How to Delete an Invoice in QuickBooks: Online & Desktop

To delete an invoice in QuickBooks Online, go to Sales & Get Paid, select Invoices, open the invoice you want to remove, then click More at the bottom and choose Delete. Before you do, know that deleting permanently erases the invoice from your books. In most cases, voiding is the safer choice because it keeps a record while zeroing out the amount.

Deleting a Single Invoice in QuickBooks Online

There are two ways to delete an individual invoice, depending on whether you open it first or act from the list view.

From the invoice page:

  • Go to Sales & Get Paid, then select Invoices.
  • Find and open the invoice you want to delete.
  • At the bottom of the invoice, select More, then Delete.
  • Select Yes to confirm.

From the invoices list:

  • Go to Sales & Get Paid, then select Invoices.
  • Find the invoice in the list.
  • In the Action column, open the dropdown and select Delete.

If you need to remove several invoices at once, check the box next to each one in the list, then click the Batch actions button and select Delete. This saves time when you’re cleaning up test invoices or duplicates.

When to Delete vs. When to Void

QuickBooks gives you two options for getting rid of an invoice, and they work very differently behind the scenes.

Voiding cancels the invoice but leaves it visible in your system. The dollar amount changes to zero, and QuickBooks marks it as VOID in your records. It still appears on reports like your balance sheet, so you have a paper trail showing the invoice once existed. Any inventory items linked to the invoice return to stock, and any payments already applied become unapplied so you can redirect them.

Deleting erases the invoice from your records entirely. It no longer shows up in financial reports, customer transaction histories, or anywhere else in QuickBooks. The only trace it leaves is a line in your audit log. You cannot undo a deletion.

Voiding is the better choice in most situations. If you sent an invoice to the wrong customer, billed the wrong amount, or need to cancel a transaction you’ve already recorded, voiding keeps your audit trail intact. Delete only when the invoice should never have existed at all, like a duplicate entry or a test transaction you created while setting up your account.

Invoices With Payments Applied

You cannot delete or void an invoice that has a payment linked to it until you deal with the payment first. If a customer already paid (or you recorded a partial payment), you need to delete or unapply that payment before QuickBooks will let you touch the invoice. Open the payment transaction, remove it, and then return to the invoice to delete or void it.

If you void the invoice instead of deleting it, any linked payments become unapplied automatically. That means the payment still exists in your system, just no longer connected to that specific invoice. You can then apply it to a corrected invoice or refund it.
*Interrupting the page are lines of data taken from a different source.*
PR #1780, opened 2017-12-23
src: Handle files bigger than 2G

lenormf:
I managed to open a 4G file with this patch, and scroll through it.

However adding a line at the end of file took 100% of the CPU and was very slow. Not sure if it's my modifications causing this, or if it hints at a loop somewhere that could be optimized.

The process also took 10G of RAM.


mawww:
I would like to get that fixed at some point, but it will not be with this approach. I think limiting lines to 2G bytes is reasonable, so we do not need to change the coord type. What would need to change is StringView.

PR #3156, opened 2019-10-22
src: Create a <semicolon> named key

lenormf:
This commit allows using the <semicolon> expansion in commands, instead
of `\;`.

It makes commands look more elegant, and prevents new-comers from
falling into the trap of using <a-;> without escaping the semicolon.

### DIFF
--- a/rc/filetype/elixir.kak
+++ b/rc/filetype/elixir.kak
@@ -70,13 +70,13 @@ define-command -hidden elixir-indent-on-new-line %{
         # copy -- comments prefix and following white spaces
         try %{ execute-keys -draft k <a-x> s ^\h*\K--\h* <ret> y gh j P }
         # preserve previous line indent
-        try %{ execute-keys -draft \; K <a-&> }
+        try %{ execute-keys -draft <semicolon> K <a-&> }
         # indent after line ending with:
 	# try %{ execute-keys -draft k x <a-k> (do|else|->)$ <ret> & }
 	# filter previous line
         try %{ execute-keys -draft k : elixir-trim-indent <ret> }
         # indent after lines ending with do or ->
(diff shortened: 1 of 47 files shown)


rc/filetype/elixir.kak
```diff
@@ -70,13 +70,13 @@ define-command -hidden elixir-indent-on-new-line %{
...
         # preserve previous line indent
-        try %{ execute-keys -draft \; K <a-&> }
+        try %{ execute-keys -draft <semicolon> K <a-&> }
         # indent after line ending with:
 	# try %{ execute-keys -draft k x <a-k> (do|else|->)$ <ret> & }
 	# filter previous line
         try %{ execute-keys -draft k : elixir-trim-indent <ret> }
         # indent after lines ending with do or ->
-        try %{ execute-keys -draft \\; k x <a-k> ^.+(do|->)$ <ret> j <a-gt> }
+        try %{ execute-keys -draft <semicolon> k x <a-k> ^.+(do|->)$ <ret> j <a-gt> }
```
lenormf: Does anybody know if this is a typo (double backslash), or if the intent was to disable hooks before issuing a semicolon?

This looks like a failed copy-paste over from `elm.kak`, which stores the command into a double quoted string, which would explain the double escaping.

occivink:
I think quoting the parameters of `exec` would be more elegant, `exec ';'` already works without escaping

lenormf:
That works, but then you have to quote the whole key with the alt-based equivalent, `'<a-;>'`, which does not look elegant.

And if you're using those keys in an already quoted string, you have to think about using the right quoting separators as well, which is one more mental obstacle when trying to interactively use keys (e.g. while running `exec` on the current buffer).

PR #3161, opened 2019-10-25
wip: add tools.asciidoc

Delapouite:
Hi

The creation of this page has been discussed briefly on IRC.
I'm starting this doc about tools available in `rc/tools` to get the ball rolling.

It's a **WIP** with only a broad skeleton for now.

For some obvious commands, the description will mostly repeat the content of the associated docstring (if it exists, if not I'll make other PRs).

For more involved integration, larger explanations will be added.

Doc for tools specific to a lang (rust, python) will be added later.

### DIFF
--- a/doc/pages/tools.asciidoc
+++ b/doc/pages/tools.asciidoc
@@ -1,0 +1,145 @@
+= Tools
+
+== Description
+
+Easily making programs cooperate with each others is one of the main strength
+of the Unix environment. Kakoune is designed to integrate nicely with
+tools available on a POSIX system.
+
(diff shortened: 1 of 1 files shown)


lenormf:
I can't find the PR, I'd started working on this a while back. I think we should rather have this documentation auto-generated on release (in C++? with a shell script? with a Kakoune script?). Modifications to the tools come fairly often, which puts a high risk of desync between this hypothetical documentation and the actual implementation.

I also think the documentation should be split in individual files, it would make automating the generation easier.

pickfire:
Is this dead?

By the way, happy chinese new year!

PR #3163, opened 2019-10-25
fix errors on markdown files introduced by ec31d839

bitonic:
ec31d839 introduced a bug whereby opening a markdown file results
in the following error:

    error running hook NormalIdle()/markdown-load-languages: no such command: 'markdown-load-languages'

I'm not an expert in kakoune scripting, but I think the problem is
that `markdown-load-languages` is in its own module, while the hook
command is not.


bitonic:
wrong naming, see https://github.com/mawww/kakoune/pull/3164

PR #3164, opened 2019-10-25
fix errors on markdown files introduced by 89b50daa

bitonic:
89b50daa introduced a bug whereby opening a markdown file results
in the following error:

    error running hook NormalIdle()/markdown-load-languages: no such command: 'markdown-load-languages'

I'm not an expert in kakoune scripting, but I think the problem is
that `markdown-load-languages` is in its own module, while the hook
command is not.


mawww:
It is strange that you get this error, as the hook on line 14 of markdown.kak should ensure that the markdown module is loaded (at line 15) before those other hooks are registered, and hence get a chance to run.

Hooks at line 14 and 21 should be executed in their definition order, so things should work fine. I dont seen any errors here opening a markdown file.

Could you try to get a more precise reproduction case ?

Issue #2724, opened 2019-02-05
Proposal: Select by character or display indices


eraserhd:
Expansions such as `%val{selection_desc}` expose columns in byte index within the line, and commands such as `select` take selection in terms of byte index within line.

This makes integrations hard.  So far as I've experienced, byte-index columns aren't useful external to Kakoune.  So far, I have unicode issues with `parinfer-rust` that I will have to fix by converting coordinates to characters, and I have unicode issues with my new selection tool based on this as well.

The selection tool is written in Clojure, therefore using Java strings, so reading the file produces UTF16 characters anyway, so the byte index of UTF8 can't be used directly for converting, and if there are multiple encodings of a character in UTF8, I'll have to guess which way it occurred to interpret the bytes.

Further, converting these requires extra content from the buffer.  If I have a $kak_selection that start > column 1, I need to know the entire text of the starting line in addition to the text of the selection I probably want.  We don't have access to the text of the buffer outside of selections unless we run some keys in draft mode and save the value to an option.

So, I propose that byte indices are not exposed for scripting.  Instead, all expansions and commands use character indices.  The user can split diacritics and other compound characters, but not multibyte character encodings.

No matter how it is sliced, this would be a bit of work.  There's a couple ways to do it.  One way is to audit everything at user-interface layer (commands and expansions), and ensure they provide the right data.  Another way is to encapsulate this at the buffer layer and not expose byte indices to the rest of Kakoune.

IMHO, both add internal complexity.  Both reduce interface complexity.  The latter way contains the complexity better, but is harder.  It would be nice to figure out how to break it down into smaller steps.

(Note: It would be possible to make parallel expansions that use char indices - some already exist - and add options to commands like `select`.  I'm proposing the big change here because I think it'll be better for Kakoune.)

Screwtapello:
This affects kak-lsp too: https://github.com/ul/kak-lsp/issues/98

"character" is kind of a hazy concept in the world of Unicode, and the official documentation tries to avoid it. Some common alternatives include:

- bytes in a particular encoding, as Kakoune does, so U+0041 LATIN CAPITAL LETTER A is one byte, U+0107 LATIN SMALL LETTER C WITH ACUTE is two, and U+1F404 COW is four.
- UTF-16 code units, as Java, and Win32 do, so U+0041 is one unit, U+0107 is also one unit, and U+1F404 is two
[...]

PR #3167, opened 2019-10-28
Merge selection list parsing into selection_list_from_strings

eraserhd:
Two places built `SelectionList`s from a list of strings.
The one used by `:select` ignored the timestamp when clamping the selections, so I extracted the code from `read_selections_from_register` and added added a check that `main` is in bounds.
(Otherwise, this would have fell through to a `kak_assert` in `check_invariant`.)

I actually didn't experience the clamping issue.  I'm looking at the code to
see about implementing something a la the proposal at the end of #2724.

### DIFF
--- a/src/selection.hh
+++ b/src/selection.hh
@@ -94,9 +94,6 @@ struct SelectionList
     SelectionList(Buffer& buffer, Vector<Selection> s);
     SelectionList(Buffer& buffer, Vector<Selection> s, size_t timestamp);
 
-    struct UnsortedTag {};
-    SelectionList(UnsortedTag, Buffer& buffer, Vector<Selection> s, size_t timestamp, size_t main);
-
     void update(bool merge = true);
 
     void check_invariant() const;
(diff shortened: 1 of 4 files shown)


src/selection.hh
```diff
@@ -163,7 +160,30 @@ Vector<Selection> compute_modified_ranges(Buffer& buffer, size_t timestamp);
 String selection_to_string(const Selection& selection);
 String selection_list_to_string(const SelectionList& selection);
 Selection selection_from_string(StringView desc);
-SelectionList selection_list_from_string(Buffer& buffer, ConstArrayView<String> descs, size_t timestamp);
+
+template<class StringArray>
+SelectionList selection_list_from_strings(Buffer& buffer, StringArray&& descs, size_t timestamp, size_t main)
+{
+    if (timestamp > buffer.timestamp())
+        throw runtime_error{"register '{}' refers to an invalid timestamp"};
```
mawww: this format string seems wrong

eraserhd: Weird.  Updated and verified.

PR #3173, opened 2019-11-02
src: Some recommended fixes from cppcheck

eraserhd:
I ran it to see if there was dead code, and there was only one function, which is quite nice.

Most of the changes were making functions static or const, which I figured could have some mild, nice performance implications, if not just code readability.

It also found one outright bug parsing OSI escape sequences and an unnecessary BufferCoord copy, both of which I fixed.

There are two scary warnings left which I'm not quite sure how to deal with:

```
src/commands.cc:2431:13: note: Calling function 'on_next_key_with_autoinfo', 4th argument 'lock?format("{} (lock)",mode_name):mode_name' value is <Moved>
    }, lock ? format("{} (lock)", mode_name) : mode_name,
            ^
```

I think this is right, and it's a false positive.  I think everything that uses the `StringView` title runs before the call returns, and I'm just weirded out trying to figure out how a C++ can generate the code to conditionally destroy an object created in a ternary for a parameter after the call returns.  It is supposed to, right?

```
src/highlighters.cc:63:66: note: Missing bounds check for extra iterator increment in loop.
        for (auto atom_it = line.begin(); atom_it != line.end(); ++atom_it)
```

This one, there's an extra `++atom_it` on 79, which doesn't check if we've reached past-the-end.  I'm not sure if we know that it won't.

### DIFF
--- a/src/client.cc
+++ b/src/client.cc
@@ -212,7 +212,7 @@ void Client::redraw_ifn()
     if (m_ui_pending == 0)
         return;
 
-    auto& faces = context().faces();
+    const auto& faces = context().faces();
 
     if (m_ui_pending & Draw)
         m_ui->draw(window.update_display_buffer(context()),
--- a/src/highlighters.cc
+++ b/src/highlighters.cc
@@ -899,9 +899,9 @@ struct WrapHighlighter : Highlighter
         }
 
         return pos;
-    };
+    }
 
-    ColumnCount line_indent(const Buffer& buffer, int tabstop, LineCount line) const
+    static ColumnCount line_indent(const Buffer& buffer, int tabstop, LineCount line)
     {
         StringView l = buffer[line];
         auto col = 0_byte;
@@ -947,7 +947,7 @@ struct TabulationHighlighter : Highlighter
     void do_highlight(HighlightContext context, DisplayBuffer& display_buffer, BufferRange) override
     {
         const ColumnCount tabstop = context.context.options()["tabstop"].get<int>();
-        auto& buffer = context.context.buffer();
+        const auto& buffer = context.context.buffer();
         auto win_column = context.setup.window_pos.column;
         for (auto& line : display_buffer.lines())
         {
@@ -1033,7 +1033,7 @@ private:
     {
         const int tabstop = context.context.options()["tabstop"].get<int>();
         auto whitespaceface = context.context.faces()["Whitespace"];
-        auto& buffer = context.context.buffer();
+        const auto& buffer = context.context.buffer();
         auto win_column = context.setup.window_pos.column;
         for (auto& line : display_buffer.lines())
         {
@@ -1112,7 +1112,7 @@ private:
         if (contains(context.disabled_ids, ms_id))
             return;
 
-        auto& faces = context.context.faces();
+        const auto& faces = context.context.faces();
         const Face face = faces["LineNumbers"];
         const Face face_wrapped = faces["LineNumbersWrapped"];
         const Face face_absolute = faces["LineNumberCursor"];
@@ -1153,7 +1153,7 @@ private:
         unique_ids.push_back(ms_id);
     }
 
-    int compute_digit_count(const Context& context) const
+    static int compute_digit_count(const Context& context)
     {
         int digit_count = 0;
         LineCount last_line = context.buffer().line_count();
@@ -1268,7 +1268,7 @@ void highlight_selections(HighlightContext context, DisplayBuffer& display_buffe
 
 void expand_unprintable(HighlightContext context, DisplayBuffer& display_buffer, BufferRange)
 {
-    auto& buffer = context.context.buffer();
+    const auto& buffer = context.context.buffer();
     auto error = context.context.faces()["Error"];
     for (auto& line : display_buffer.lines())
     {
@@ -1367,7 +1367,7 @@ private:
     void do_highlight(HighlightContext context, DisplayBuffer& display_buffer, BufferRange) override
     {
         auto& line_flags = context.context.options()[m_option_name].get_mutable<LineAndSpecList>();
-        auto& buffer = context.context.buffer();
+        const auto& buffer = context.context.buffer();
         update_line_specs_ifn(buffer, line_flags);
 
         auto def_face = context.context.faces()[m_default_face];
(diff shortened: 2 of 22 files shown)


src/client.cc
```diff
@@ -212,7 +212,7 @@ void Client::redraw_ifn()
     if (m_ui_pending == 0)
         return;
 
-    auto& faces = context().faces();
+    auto const& faces = context().faces();
```
lenormf:
```suggestion
    const auto & faces = context().faces();
```

src/constexpr_utils.hh
```diff
@@ -13,7 +13,7 @@ namespace Kakoune
 template<typename T, size_t N>
 struct Array
 {
-    constexpr size_t size() const { return N; }
+    static constexpr size_t size() { return N; }
```
lenormf: Not sure this is very elegant, even if it makes sense in theory.

src/highlighters.cc
```diff
@@ -901,7 +901,7 @@ struct WrapHighlighter : Highlighter
         return pos;
     };
 
-    ColumnCount line_indent(const Buffer& buffer, int tabstop, LineCount line) const
+    static ColumnCount line_indent(const Buffer& buffer, int tabstop, LineCount line)
```
lenormf: Same remark, random static member function.

src/highlighters.cc
```diff
@@ -1153,7 +1153,7 @@ struct LineNumbersHighlighter : Highlighter
         unique_ids.push_back(ms_id);
     }
 
-    int compute_digit_count(const Context& context) const
+    static int compute_digit_count(const Context& context)
```
lenormf: Same remark, random static member function.

src/json_ui.cc
```diff
@@ -19,7 +19,7 @@ namespace Kakoune
 {
 
 struct invalid_rpc_request : runtime_error {
-    invalid_rpc_request(String message)
+    invalid_rpc_request(const String& message)
```
lenormf: I think the idiom that is used in the codebase is to pass a `StringView` rather than a constant reference?

src/regex.hh
```diff
@@ -199,7 +199,7 @@ struct RegexIterator
         : RegexIterator{begin, end, begin, end, vm_arg, flags} {}
 
     It begin() { return {*this}; }
-    Sentinel end() const { return {}; }
+    static Sentinel end() { return {}; }
```
lenormf: Same remark, random static member function.

src/regex_impl.cc
```diff
@@ -425,14 +425,14 @@ struct RegexParser
         parse_error(format("unknown atom escape '{}'", cp));
     }
 
-    void normalize_ranges(Vector<CharacterClass::Range, MemoryDomain::Regex>& ranges)
+    static void normalize_ranges(Vector<CharacterClass::Range, MemoryDomain::Regex>& ranges)
```
lenormf: Same remark, random static member function.

src/regex_impl.hh
```diff
@@ -521,7 +521,7 @@ private:
         }
     }
 
-    void to_next_start(Iterator& start, const ExecConfig& config, const StartDesc& start_desc)
+    static void to_next_start(Iterator& start, const ExecConfig& config, const StartDesc& start_desc)
```
lenormf: Same remark, random static member function.

src/shell_manager.cc
```diff
@@ -97,7 +97,7 @@ struct Pipe
     void close_write_fd() { close_fd(m_fd[1]); }
 
 private:
-    void close_fd(int& fd) { if (fd != -1) { close(fd); fd = -1; } }
+    static void close_fd(int& fd) { if (fd != -1) { close(fd); fd = -1; } }
```
lenormf: Same remark, random static member function.

src/alias_registry.hh
```diff
@@ -22,7 +22,7 @@ public:
     {
         auto merge = [](auto&& first, const AliasMap& second) {
             return concatenated(std::forward<decltype(first)>(first)
-                                | filter([&second](auto& i) { return not second.contains(i.key); }),
+                                | filter([&second](const auto& i) { return not second.contains(i.key); }),
```
lenormf: Making iterators constant in utility functions is nice but it's a lot of work, it clutters the code slightly, and also not really a big deal. Can't really undo it now that you've fixed them all, but it's a practice that will probably not be observed in future code :p

eraserhd: I'm ok with that. :)

src/constexpr_utils.hh
eraserhd: Alright, I buy that.

eraserhd: Well, I guess it doesn't really make sense in theory, either.  Removed.

src/json_ui.cc
eraserhd: I think StringView is about generalizing interfaces to work for `const char*`, `String` and various proxy types.  This only has one caller that passes a String, so using a const reference avoids a copy.  Granted, this copy is super unimportant, since it's for an exception path, and I'm not attached to it.  StringView would construct a temporary object here.

eraserhd:
Regarding making member functions like `normalize_ranges` and `to_next_char` static:  I can't figure out how this is "random", they are not part of a public contract, but implementation details that don't need a `this` pointer.  They could be moved outside the class, work, and the names would even be correct without their scope.  Perhaps in this codebase, it is more normal to move them outside of the class - I guess I didn't consider that - is it?   (Also, the highlighters have been performance critical.)

Regarding `RegExIterator.end()`, this only narrows the interface slightly, in that it isn't possible to take a member pointer, but would allow better optimizations in a performance critical bit of code.  I swear I've seen this in libstdc++ as a matter of course, and as a point of accepted C++ practice, but I can't find a reference to it now.  (Actually, isn't this the whole reason the compiler will allow calling a static method with a `.` or `->` on an instance?)

mawww:
Adding `static` is a contract, we guarantee calling code that it can just call it as `ClassName::function` so I am not in favor of adding just just because we can. It is the same for `const` however in most examples I've seen the `const` is actually mandated.

I am not really keen on adding `const auto&` in place of `auto&` for lambda parameters, as I dont think it adds much value when the lambda body is small (its quite obvious we dont mutate the value), and it makes those lambda even more verbose.

src/context.hh
```diff
@@ -22,7 +22,7 @@ class AliasRegistry;
 struct JumpList
 {
     void push(SelectionList jump, Optional<size_t> index = {});
-    const SelectionList& forward(Context& context, int count);
+    const SelectionList& forward(const Context& context, int count);
```
mawww: Here, its surprising that forward takes a const Context but backward not. I think thats due to backward potentially mutating the jump list, which forward never does, but it still feels curious to put that in the function contract (as a caller, its strange that if you have a const Context, you can jump forward but not backwards)

src/regex.hh
eraserhd: Reverted

PR #3181, opened 2019-11-05
src: Make sure clients connect from a TTY

### LINKED ISSUE #3159: kak -c does not check that stdout is a terminal.
```
$ pacman -Qi kakoune | egrep 'Name|Version'
Name            : kakoune
Version         : 2019.07.01-1
$ uname -s -r -v -m -o
Linux 5.3.6-arch1-1-ARCH #1 SMP PREEMPT Fri Oct 11 18:28:05 UTC 2019 x86_64 GNU/Linux
```

### Steps 
Start a session.
```
$ kak -s foo
...
```
From a different terminal, join the session, but forward stdout to a non-terminal.
```
$ kak -c foo >/dev/null
```
### Outcome 
kak starts up as if nothing is wrong, but of course you can't see anything. You can still type commands and they will still work. For instance, to exit that client, you can still type :wq<ret>, and if you do insertion commands, you can see the result in the first terminal.

### Expected 
kak should fail in the same way it does without the -c:
```
$ kak >/dev/null
Could not start kakoune: stdout is not a tty
```

Though this behaviour could actually be useful under some circumstances. Like if a kak session is running on a networked computer hooked up to a projector and multiple people are sshing into that networked computer and editing the same file, looking at the projector screen to guide their actions. In which case, it would only be useful if the cursors of all clients were rendered on the projector, there might be some scrolling logistics you'd have to work out, and the same behaviour would be possible without having to forward stdout to /dev/null.

lenormf:
Fixes #3159

### DIFF
--- a/src/main.cc
+++ b/src/main.cc
@@ -1104,6 +1104,9 @@ int main(int argc, char* argv[])
             for (auto name : files)
                 new_files += format("edit '{}';", escape(real_path(name), "'", '\\'));
 
+            if (not isatty(1))
+                throw startup_error("stdout is not a tty");
+
             return run_client(*server_session, {}, new_files + client_init, init_coord, ui_type, false);
         }
         else


eraserhd:
I think this will fail on JSON UI clients (which don't necessarily have a tty)?

I suspect this should somehow be in `ncurses_ui.cc`.

PR #3182, opened 2019-11-05
src: Allow `:on-key` to display an information box

lenormf:
Key mappings that use `on-key` to emulate single hit prompts (like
the `t` primitive) currently have no way of notifying the user that
an input is pending.

This commit allows passing an -info flag to `on-key`, in order to
display the given string in an information box until a key is hit, e.g.

```
on-key -info "hit a key" 'echo %val{key}'
```

### DIFF
--- a/doc/pages/commands.asciidoc
+++ b/doc/pages/commands.asciidoc
@@ -274,10 +274,11 @@ but not really useful in that context.
     prompt content will be passed as a single token. In other words,
     word splitting does not take place.
 
-*on-key* <command>::
+*on-key* [-info <info>] <command>::
     wait for next key from user, then execute <command>, the key is
     available through the `key` value, accessible through `$kak_key`
-    in shells, or `%val{key}` in commands.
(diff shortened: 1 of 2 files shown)


lenormf:
My usecase is for the following user-mapping, which I would like not to be running without any kind of notification that input is pending:

```
map -docstring "select after the given character" global user 't' %{: on-key 'exec / %val{key} \K.<lt>ret>'<ret>}
```

occivink:
aren't you better served by doing `info 'hit a key'; on-key 'echo %val{key}'`? that way you can use the full options of `info`, title and all.

lenormf:
I just wanted a simple way to show a message on screen, adding a flag to `:on-key` as a shortcut is ideal for mappings.

Also the following will show the information box until the screen needs to be refreshed (as opposed to being hidden as soon as any key is hit):

```
:info test; on-key 'echo -debug %val{key}'
```

lenormf:
Rebased on master.

PR #3184, opened 2019-11-08
rc spell: Allow storing a language in an option

lenormf:
This commit adds a `spell_lang` option that will be used by the
`spell` command when no language is passed to it directly.

Setting a buffer/window local option allows using `:spell` seamlessly
across several buffers, written in different languages.

### DIFF
--- a/rc/detection/modeline.kak
+++ b/rc/detection/modeline.kak
@@ -34,6 +34,7 @@ define-command -hidden modeline-parse-impl %{
                 ft|filetype) tr="filetype ${value}";;
                 bomb) tr="BOM utf8";;
                 nobomb) tr="BOM none";;
+                spelllang|spl) tr="spell_lang ${value%%,*}";;
                 *) printf %s\\n "echo -debug 'Unsupported vim variable: ${key}'";;
             esac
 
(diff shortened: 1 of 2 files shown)


lenormf:
Added modeline support for the option.

mawww:
Why cant we use the existing `spell_lang` for that ? why do we need to split `spell_last_lang` and `spell_lang` ?

lenormf:
`spell_lang` in the current implementation stores the last language that was used by `aspell` (it's a hidden option). It allows not having to specify a language to `:spell-replace` on every cal.

We want a buffer option, but we also want to be able to override it with a parameter to `:spell`, so we need another - separate, visible - option.

mawww:
so, if I understand correctly, the goal is that `spell` with no parameters re-uses the configured language instead of the last language passed to `spell` ? so that `set buffer spell_lang en; spell fr; spell` the last spell command uses english instead of french ?

lenormf:
The command uses the option's value, unless a parameter is given explicitly to the command which takes precedence. In your example `:spell fr` uses french, `:spell` would use english (the value stored in the option.

mawww:
Ok, it seems to me using a single option and having `:spell <language>` update it as a side effect has a simpler implementation and is also a reasonable behaviour, but I dont care very strongly about that. 

Do you think it is better to not update the language when we explicitely pass it to spell (and hence require a second option to store that additional state) ?

lenormf:
I thought of reusing that option, it even had the right name, but there are cases whereby users could want to spell-check a buffer in a language that's not necessarily the "official one" set in the buffer option.

Example: spell-checking all the french inline translations in the Kakoune website source code, when the text is in english by default - overwriting the buffer option every time in those cases would be inconvenient.

The other advantage is the predictability of calling `:spell` when there's a modeline set: if the buffer states that the spelling language is e.g. english, calling `:spell` will use the english dictionary regardless of the commands the user has previously used. The optional parameter to `:spell` becomes a shortcut to override the buffer option, not a way to set it.

PR #3188, opened 2019-11-10
A 'c' column suffix selects by codepoints

### LINKED ISSUE #2724: Proposal: Select by character or display indices

eraserhd:
Closes #2724

This only selects by codepoints right now.  If this approach is acceptable, I'll add support for a `d` suffix for display columns.

This only allows codepoint-based selection for the most recent timestamp on a buffer.  Adding support for historic timestamps will be quite tricky, but I'm willing to do it if we have a use case (or a compelling reason).

The test should be comprehensive, starting and ending on a single-byte char, a multi-byte char, selecting only a combining character, the main character plus a subset of combining characters, having a reverse selection. I was worried about failure on interesting cases - but none of them turned out to need more work, surprisingly.  I'm happy to add test cases if I missed anything.


Screwtapello:
Please also document this feature in `doc/pages/commands.asciidoc` in the section for the `:select` command!

lenormf:
Is the granularity on the feature necessary? Couldn't we pick one best-case-suits-most (codepoints for instance)?

occivink:
@lenormf I don't know about the codepoint usecase, but it's important that `select` can be used with the format used in `$kak_selection` and similar values

mawww:
I dont expect cases where a single `select` gets a mixed codepoint/bytes/columns coordinates, so I would encourage the use of a switch instead of suffixes for that. For the register case, we have a first elements containing some metadata (buffer, timestamp...) so we could also put something there if we wanted to support putting codepoint coordinates in a register (not convinced we have a use case for that).

I am still not really excited about such a change, as making it work with timestamps is going to be quite complex, and I expect most use cases for this comes from tools like `kak-lsp` that are running asynchronously from Kakoune (so they have not guarantee that the timestamp is still the same).

Could you elaborate on why byte offsets do not work in your case ?

eraserhd:
I accidentally [a whole document](https://gist.github.com/eraserhd/f14469a12f379074b8ff5337cb448d34) on the two cases I have and potential solutions.

My partner suggested the possibility of another program, which I hadn't considered before and actually doesn't seem too bad, if done right.

The big reason for a change to Kakoune was about leverage: doing it in the plugins is a lot of work, and these tools are already trying to be editor-agnostic.  While I'd already started to do this for parinfer-rust, I came to the conclusion there should be an easy path to support tools which think in codepoints or display columns, rather than making column translation a concern that many plugin authors would have to deal with.

mawww:
Thanks for that detailed document. I think making Kakoune able to communicate in terms of codepoints and columns makes sense. I still would prefer a switch provided to `select`, along with a way to get codepoints/columns based selection descs.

What You Can and Cannot Delete

QuickBooks Online lets you delete any sales transaction, but voiding is limited to certain transaction types: invoices, bill payments, payments, and sales orders. On the expense side, you can delete any expense transaction, but you can only void checks, expenses, and bill payments. If the Delete option is grayed out or missing, the transaction likely has a linked payment, is part of a reconciled period, or your user role doesn’t have permission to delete transactions.

If your company uses a closing date to lock prior accounting periods, you’ll need the closing date password (set by the account admin) to delete or void anything dated before that cutoff. This is a safeguard to prevent accidental changes to financials that have already been filed or reviewed.

Checking the Audit Log for Deleted Invoices

Once an invoice is deleted, you can’t restore it. But QuickBooks does record the deletion in your audit log, which tracks every transaction change made by every user. To find it, go to Reports and look for the Audit Log. Use the filter dropdown to search specifically for Deleted/Voided transactions. You can narrow results further by setting a date range for when the invoice was originally created.

The audit log shows who deleted the invoice, when they did it, and basic details about the original transaction. This is useful if invoices are disappearing unexpectedly or if you need to recreate a deleted invoice manually. Since QuickBooks does not offer an undo or restore function for deletions, your only option is to create a new invoice with the same details.

Deleting Invoices in QuickBooks Desktop

The process in QuickBooks Desktop is slightly different from the Online version. Open the invoice you want to remove, then go to the Edit menu at the top of the screen. You’ll see options for both Void Invoice and Delete Invoice. Choose the one that fits your situation. QuickBooks will ask you to confirm before completing either action.

The same rules apply: voiding zeroes out the amount and keeps the record, while deleting removes it permanently. Desktop also maintains an audit trail, so deleted invoices still appear in your transaction history log even after they’re gone from your books. If you’re working in a multi-user environment, make sure you have the right permissions before attempting to delete. Admins can restrict which users are allowed to void or delete transactions through the user role settings.